[ASSIGNED TASK]
Each entry below is to be copied verbatim.

(Stored data)
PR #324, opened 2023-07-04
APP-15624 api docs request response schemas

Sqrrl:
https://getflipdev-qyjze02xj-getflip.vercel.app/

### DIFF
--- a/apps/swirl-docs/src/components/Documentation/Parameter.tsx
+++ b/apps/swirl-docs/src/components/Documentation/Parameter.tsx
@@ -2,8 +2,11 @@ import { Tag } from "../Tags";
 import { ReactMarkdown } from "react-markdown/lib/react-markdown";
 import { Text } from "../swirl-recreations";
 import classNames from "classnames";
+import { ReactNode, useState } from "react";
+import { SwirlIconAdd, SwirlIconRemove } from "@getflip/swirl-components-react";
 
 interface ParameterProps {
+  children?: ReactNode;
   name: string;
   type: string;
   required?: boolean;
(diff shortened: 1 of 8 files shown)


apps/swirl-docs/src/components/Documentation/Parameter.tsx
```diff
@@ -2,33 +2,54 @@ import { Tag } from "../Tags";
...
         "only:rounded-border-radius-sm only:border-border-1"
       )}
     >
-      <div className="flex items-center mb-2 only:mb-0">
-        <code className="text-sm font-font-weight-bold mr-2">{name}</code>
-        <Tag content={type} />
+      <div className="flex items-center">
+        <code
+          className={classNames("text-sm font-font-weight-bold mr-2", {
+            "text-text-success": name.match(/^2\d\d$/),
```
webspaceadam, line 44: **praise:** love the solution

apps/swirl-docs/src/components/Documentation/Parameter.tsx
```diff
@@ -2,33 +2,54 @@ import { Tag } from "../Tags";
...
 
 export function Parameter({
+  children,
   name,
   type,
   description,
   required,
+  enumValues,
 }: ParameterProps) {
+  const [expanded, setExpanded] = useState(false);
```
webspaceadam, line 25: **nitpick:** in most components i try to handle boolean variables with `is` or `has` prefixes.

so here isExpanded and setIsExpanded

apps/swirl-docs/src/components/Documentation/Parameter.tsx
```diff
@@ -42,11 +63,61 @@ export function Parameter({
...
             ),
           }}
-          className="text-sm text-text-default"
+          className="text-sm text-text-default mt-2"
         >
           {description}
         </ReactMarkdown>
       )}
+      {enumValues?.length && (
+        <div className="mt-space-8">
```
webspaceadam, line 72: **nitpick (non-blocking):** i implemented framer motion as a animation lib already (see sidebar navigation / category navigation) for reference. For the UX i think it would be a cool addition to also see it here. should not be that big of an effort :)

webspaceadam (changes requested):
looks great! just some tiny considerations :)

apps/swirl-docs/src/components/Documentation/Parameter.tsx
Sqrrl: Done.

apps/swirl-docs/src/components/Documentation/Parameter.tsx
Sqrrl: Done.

[REPLY]
PR #324, opened 2023-07-04
APP-15624 api docs request response schemas

Sqrrl:
https://getflipdev-qyjze02xj-getflip.vercel.app/

### DIFF
--- a/apps/swirl-docs/src/components/Documentation/Parameter.tsx
+++ b/apps/swirl-docs/src/components/Documentation/Parameter.tsx
@@ -2,8 +2,11 @@ import { Tag } from "../Tags";
 import { ReactMarkdown } from "react-markdown/lib/react-markdown";
 import { Text } from "../swirl-recreations";
 import classNames from "classnames";
+import { ReactNode, useState } from "react";
+import { SwirlIconAdd, SwirlIconRemove } from "@getflip/swirl-components-react";
 
 interface ParameterProps {
+  children?: ReactNode;
   name: string;
   type: string;
   required?: boolean;
(diff shortened: 1 of 8 files shown)


apps/swirl-docs/src/components/Documentation/Parameter.tsx
```diff
@@ -2,33 +2,54 @@ import { Tag } from "../Tags";
...
         "only:rounded-border-radius-sm only:border-border-1"
       )}
     >
-      <div className="flex items-center mb-2 only:mb-0">
-        <code className="text-sm font-font-weight-bold mr-2">{name}</code>
-        <Tag content={type} />
+      <div className="flex items-center">
+        <code
+          className={classNames("text-sm font-font-weight-bold mr-2", {
+            "text-text-success": name.match(/^2\d\d$/),
```
webspaceadam, line 44: **praise:** love the solution

apps/swirl-docs/src/components/Documentation/Parameter.tsx
```diff
@@ -2,33 +2,54 @@ import { Tag } from "../Tags";
...
 
 export function Parameter({
+  children,
   name,
   type,
   description,
   required,
+  enumValues,
 }: ParameterProps) {
+  const [expanded, setExpanded] = useState(false);
```
webspaceadam, line 25: **nitpick:** in most components i try to handle boolean variables with `is` or `has` prefixes.

so here isExpanded and setIsExpanded

apps/swirl-docs/src/components/Documentation/Parameter.tsx
```diff
@@ -42,11 +63,61 @@ export function Parameter({
...
             ),
           }}
-          className="text-sm text-text-default"
+          className="text-sm text-text-default mt-2"
         >
           {description}
         </ReactMarkdown>
       )}
+      {enumValues?.length && (
+        <div className="mt-space-8">
```
webspaceadam, line 72: **nitpick (non-blocking):** i implemented framer motion as a animation lib already (see sidebar navigation / category navigation) for reference. For the UX i think it would be a cool addition to also see it here. should not be that big of an effort :)

webspaceadam (changes requested):
looks great! just some tiny considerations :)

apps/swirl-docs/src/components/Documentation/Parameter.tsx
Sqrrl: Done.

apps/swirl-docs/src/components/Documentation/Parameter.tsx
Sqrrl: Done.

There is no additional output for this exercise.